Start of LISTED RECORDS

PR #1712, opened 2023-10-03
feat(fastify): Add `onError` configuration

mydea:
This makes it very easy to provide an error handler for the instrumentation. This is helpful for libraries because users may add their own error handlers, which may swallow errors. For example, at Sentry, we want to have an `onError` handler in order to ensure we capture all errors that happen, even if users add their own `onError` to e.g. render a custom 400 or 500 response.

Usage:

```js
new FastifyInstrumentation({
  onError: (request, reply, error) => {
    // do something with the error
  }
})
```

For e.g. libraries wrapping this under the hood, this is extremely helpful as it allows to provide an error handler without the user needing to do anything.

### DIFF
--- a/plugins/node/opentelemetry-instrumentation-fastify/src/instrumentation.ts
+++ b/plugins/node/opentelemetry-instrumentation-fastify/src/instrumentation.ts
@@ -102,6 +102,22 @@ export class FastifyInstrumentation extends InstrumentationBase {
     };
   }
 
+  private _hookOnError() {
+    const instrumentation = this;
+
+    return (request: any, reply: any, error: Error, done: () => void) => {
+      if (!instrumentation.isEnabled()) {
+        return done();
+      }
+
+      const onError = instrumentation.getConfig().onError;
+      if (onError) {
+        onError(request, reply, error);
+      }
+      done();
+    };
+  }
+
   private _wrapHandler(
     pluginName: string,
     hookName: string,
@@ -206,6 +222,7 @@ export class FastifyInstrumentation extends InstrumentationBase {
       const app: FastifyInstance = moduleExports.fastify.apply(this, args);
       app.addHook('onRequest', instrumentation._hookOnRequest());
       app.addHook('preHandler', instrumentation._hookPreHandler());
+      app.addHook('onError', instrumentation._hookOnError());
 
       instrumentation._wrap(app, 'addHook', instrumentation._wrapAddHook());
 
--- a/plugins/node/opentelemetry-instrumentation-fastify/src/types.ts
+++ b/plugins/node/opentelemetry-instrumentation-fastify/src/types.ts
@@ -30,10 +30,16 @@ export interface FastifyCustomAttributeFunction {
   (span: Span, info: FastifyRequestInfo): void;
 }
 
+export interface FastifyOnErrorFunction {
+  (request: any, reply: any, error: Error): void;
+}
+
 /**
  * Options available for the Fastify Instrumentation
  */
 export interface FastifyInstrumentationConfig extends InstrumentationConfig {
   /** Function for adding custom attributes to each handler span */
   requestHook?: FastifyCustomAttributeFunction;
+  /** Function to call when an error is captured by Fastify. */
+  onError?: FastifyOnErrorFunction;
 }
--- a/plugins/node/opentelemetry-instrumentation-fastify/test/instrumentation.test.ts
+++ b/plugins/node/opentelemetry-instrumentation-fastify/test/instrumentation.test.ts
@@ -498,5 +498,30 @@ describe('fastify', () => {
         });
       });
     });
+
+    describe('using onError in config', () => {
+      it('calls onError provided function when set in config', async () => {
+        const errors: Error[] = [];
+
+        const onError = (request: unknown, res: unknown, error: Error) => {
+          console.log('on error');
+          errors.push(error);
+        };
+
+        instrumentation.setConfig({
+          ...instrumentation.getConfig(),
+          onError,
+        });
+
+        app.get('/test', (req, res) => {
+          throw new Error('test error here');
+        });
+
+        await startServer();
+        await httpRequest.get(`http://localhost:${PORT}/test`);
+
+        assert.deepEqual(errors, [new Error('test error here')]);
+      });
+    });
   });
 });


plugins/node/opentelemetry-instrumentation-fastify/src/instrumentation.ts
```diff
@@ -102,6 +102,22 @@ export class FastifyInstrumentation extends InstrumentationBase {
...
+        return done();
+      }
+
+      const onError = instrumentation.getConfig().onError;
+      if (onError) {
+        onError(request, reply, error);
+      }
+      done();
+    };
+  }
```
pichlermarc, line 119: Does not re-throwing the error here change fastify behvaior? ("swallowing"  error for other handlers?)

pichlermarc (commented):
I think I may not fully understad the reasoning behind this change - it allows users to add a hook to their fastify instance and does not really add instrumentation to it. Wouldn't it be possible for them to add their own error hook and record telemetry there?

The request hook is there for users that want to add additional attributes - what is the purpose of the error handler in this case? If the goal is to add the error information to the span, maybe we could add that functionality behind a flag and save the user some steps.

plugins/node/opentelemetry-instrumentation-fastify/src/instrumentation.ts
mydea: good point, I will double check how this is supposed to behave/work!

mydea:
> I think I may not fully understad the reasoning behind this change - it allows users to add a hook to their fastify instance and does not really add instrumentation to it. Wouldn't it be possible for them to add their own error hook and record telemetry there?
> 
> The request hook is there for users that want to add additional attributes - what is the purpose of the error handler in this case? If the goal is to add the error information to the span, maybe we could add that functionality behind a flag and save the user some steps.

So the idea of this is that this can be used by libraries wrapping this, not necessarily by "end users". 

At Sentry, we would love to use this instrumentation to automatically capture performance data through OpenTelemetry, but also attach some error handlers for capturing errors etc. Without this change, this requires us to double wrap fastify (once through OTEL, and once ourselves), which is a bit tricky. Having a hook like this would drastically streamline this for end users, who would not have to configure anything manually.

I hope that explains the reasoning better!

pichlermarc:
Thank you for the response @mydea! I can see that this can be very useful for vendors that want to redistribute the packages with their spin on them. 

However, it goes against my understanding of what OpenTelemetry-hosted instrumentation packages should include. In my opinion, we've been developing these packages with the expressed purpose of providing vendor-neutral instrumentations. Maybe I'm still misunderstanding, but adding a hook that only aims to support a single vendor's use case seems to go against vendor neutrality. From my experience, similar existing hooks in this repository primarily aim to benefit the end-user. An example would be helping them add missing attributes that the default instrumentation can't include as they may be specific to the user's app. Another example would be ignoring metrics attributes that increase cardinality and, therefore, incur memory, ingest, or storage costs. 

But here, the end-user could very well register their hook and add manual instrumentation, so the value added looks minimal. What I am missing is the benefit other OpenTelemetry users would have from such an option. Under an increase in value here, I'd understand if the registered default hook writes some information to the span, writes some metrics, or writes some logs - but it being empty seems to like a hard-to-justify increase in API surface and complexity compared to the value it brings. 🤔

Is there maybe some change that we could make to the instrumentation that would make it easier to double-wrap and achieve the objectives? Or is there some way to add the functionality you're trying to add in your library here in this instrumentation (in pure OpenTelemetry) instead?

plugins/node/opentelemetry-instrumentation-fastify/src/instrumentation.ts
mydea: So i verified that just calling `done()` will bubble the error up to the next hook:

```js
fastify.addHook('onError', (request, reply, error, done) => {
  console.log('hook 1');
  done();
});

fastify.addHook('onError', (request, reply, error, done) => {
  console.log('hook 2');
  done();
});

app.setErrorHandler(function (error, request, reply) {
 console.log('error handler');
  reply.status(409).send({ ok: false })
});
```

When an error happens, results in:

* `hook 1`
* `hook 2`
* `error handler`

I also verified that as soon as a user adds an error handler via `setErrorHandler()`, errors are not bubbled up anymore to global error handlers.

mydea:
Thank you for your thought out response, I totally understand your points. I understand that we don't want to add anything that is vendor-specific, I am trying to find a way to make this work as vendor neutral as possible!

The challenging part is that there is no (fully realized, at least) concept for error capturing on Open telemetry (as far as I've seen). the closest I could find was to add a timed event to a span with exception data & stack. However, this is not enough here as since we cannot attach the actual error itself to that (because we can only attach primitives to a timed event), and because of that it would become hard/impossible to make sure we do not capture an error twice (think a user _does not_ define an error handler, so the error _also_ bubbles up to a global handler and is reported again - without access to the error instance it will be very unreliable to identify this error was already captured somewhere else).

So I think without a change to expose either an error hook, or some other similar thing, it will not be possible to streamline this for users of wrapping SDKs. (note that this is not Sentry specific but would be the same for any vendor that wants to capture/handle errors somehow in addition to performance data).

I see three possible ways to make this happen with minimal user requirements:

1. The current implementation of this PR, expose an `onError` or similar hook that is called on errors.
2. Instead add a different hook that is called after instrumentation happened, e.g. `afterInstrument((fastify) => {})`, which would receive the fastify instance and could be used to add stuff generically to it.
3. Double wrap it, which may work but is also subject to break because e.g. any check in the instrumentation if the method is already wrapped (think `isWrapped(xxx)`) would "incorrectly" return true for the other wrapping, and may be removed/unwrapped by instrumentation. This would kind of make this behave on internal semantics (e.g. if the instrumentation is refactored to check for prior wrapping and unwrap, like e.g. the express instrumentation already does today).

All of these have up and downsides and I'll defer to you what you think makes most sense. If you do not want to add any error-related things at all, I also accept this of course, then our users will simply have to manually add some error handler functionality - nothing we can do about this then! Or if there is any other way how errors could be captured in a more generic way, I'd also be very happy to hear other ideas 👍

Flarna:
It's interesting that the proposed error hook seems to be not needed/used to actually set the span status.
So it seems this may end up in having some captured errors but none of them is visible on the span and span status is ok.
Or we have a span telling error but this error was maybe not reported via the error callback.

My feeling here is that the usecase for capturing errors independent of spans/logs/metrics is something not covered at all by OpenTelemetry as of now. Is this maybe a topic for OTel spec to have a generic error reporting signal?

mydea:
> It's interesting that the proposed error hook seems to be not needed/used to actually set the span status. So it seems this may end up in having some captured errors but none of them is visible on the span and span status is ok. Or we have a span telling error but this error was maybe not reported via the error callback.

FWIW we could maybe extend this to _also_ set the span status to be not OK (but that would only touch the ability to _also_ capture errors tangientally). But _if_ we decide to go through with this that would make sense for sure! 

> My feeling here is that the usecase for capturing errors independent of spans/logs/metrics is something not covered at all by OpenTelemetry as of now. Is this maybe a topic for OTel spec to have a generic error reporting signal?

Yeah, I guess that may make sense (but is obv. a long way off for actual standardisation to happen there 😢 )

pichlermarc:
>> My feeling here is that the usecase for capturing errors independent of spans/logs/metrics is something not covered at all by OpenTelemetry as of now. Is this maybe a topic for OTel spec to have a generic error reporting signal?
>
>Yeah, I guess that may make sense (but is obv. a long way off for actual standardisation to happen there 😢 )

@mydea I have to admit im not very knowledgable about error reporting works in different backends so what I'm saying might make little sense, but wonder if it would make sense to emit errors in a similar fashion to what's described here: https://opentelemetry.io/docs/specs/semconv/exceptions/exceptions-logs/ 

In that case a specification for it may not be as far out as one would think (no need to specifiy a full new signal+api+sdk, *just* some semantic conventions, which arguably can take some time to stabilize but I'd definetly be vendor neutral then). Right now we actually do even provide an experimental logging API, SDK and exporters in the core repo already that can be used to write log records like this.

mydea:
> @mydea I have to admit im not very knowledgable about error reporting works in different backends so what I'm saying might make little sense, but wonder if it would make sense to emit errors in a similar fashion to what's described here: https://opentelemetry.io/docs/specs/semconv/exceptions/exceptions-logs/

Yeah, the problem with this is mainly that since these records only contain the message (and other primitive) fields, it is very hard to properly ensure you are not capturing the same error multiple times.

Think of the following (not unrealistic) scenario:

We add a fastify error handler to ensure we can get access to _all_ errors. In there, we add a LogRecord for the exception (pseudo code coming):

```js
fastify.addHook('onError', function(error) {
  opentelemetry.addLogRecord({
    'exception.message': error.message,
    'exception.stacktrace': error.stack
  });
});
```

This error is then sent to some backend, so far so good!

But if you _also_ have global error handlers (again, in order to get access to _all_ errors), you may capture the same error _again_, because based on the message & stack alone you cannot reliably identify that this error was already captured somewhere else:

```js
globalThis.addEventListener('error', function(error) {
  // we don't know if error was previously also handled by the fastify error hook :(
});
```

Now, some ideas for what we could do - I am more brainstorming here, so bear with me :D

1. We could add a non enumerable property to the error with an ID, and also add this to the LogRecord. Something like this:
  ```js
  fastify.addHook('onError', function(error) {
    const id = uuid();
    opentelemetry.addLogRecord({
      'exception.message': error.message,
      'exception.stacktrace': error.stack,
      'exception.id': id
    });
   Object.defineProperty(error, '__opentelemetryId', id);
  });
  ```
  While this would probably work, it would also be a bit specific, and probably hard to standardize :(

2. We can try to identify already sent errors via the message/stack only. This may work reasonably enough 90% of the time, but would def. lead to some false duplicates or similar.

pichlermarc:
> Now, some ideas for what we could do - I am more brainstorming here, so bear with me :D
> 
>  1. We could add a non enumerable property to the error with an ID, and also add this to the LogRecord. Something like this:
> 
> 
> ```js
> fastify.addHook('onError', function(error) {
>   const id = uuid();
>   opentelemetry.addLogRecord({
>     'exception.message': error.message,
>     'exception.stacktrace': error.stack,
>     'exception.id': id
>   });
>  Object.defineProperty(error, '__opentelemetryId', id);
> });
> ```
> 
> While this would probably work, it would also be a bit specific, and probably hard to standardize :(

I think this is an interesting idea. This approach is something that may be hard to do in some languages, but I can see how an `exception.id` attribute could be useful to distinguish the same errors that are reported multiple times. I don't think it is far-fetched that the folks over at https://github.com/open-telemetry/semantic-conventions may be interested in something like this. I encourage you to open an issue there and make that case - I think the example you gave here is sound and would be a great starting point for a discussion.

Having this in the semantic conventions is something that I'd recommend if you want to rely it for error de-duplication in production (otherwise the attribute may get a different meaning in the semantic-conventions later and both OTel authors and vendors will have to handle it; this tends to be a lot of work for all people that are involved). 

The way forward for this would be:
- open an issue in the semantic-conventions repository (which may lead to a PR)
- implement the feature here (we're happy to accept prototypes if that is something that's needed to get a possible semantic-conventions PR merged)

> 2. We can try to identify already sent errors via the message/stack only. This may work reasonably enough 90% of the time, but would def. lead to some false duplicates or similar.

Yes I can see this approach not being optimal.

pichlermarc:
@mydea we will not move forward with this as it's IMO out of scope for an OTel instrumentation at the moment. 
If semconv or the specification changes with regards to how we should handle errors we can re-consider adding a feature like this.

End of LISTED RECORDS

WHAT THIS TASK INVOLVES ▸ Look through the data above and return each line where the string "Thank" occurs.

SOLUTION TO THIS PROBLEM ▸
Thank you for the response @mydea! I can see that this can be very useful for vendors that want to redistribute the packages with their spin on them. 
Thank you for your thought out response, I totally understand your points. I understand that we don't want to add anything that is vendor-specific, I am trying to find a way to make this work as vendor neutral as possible!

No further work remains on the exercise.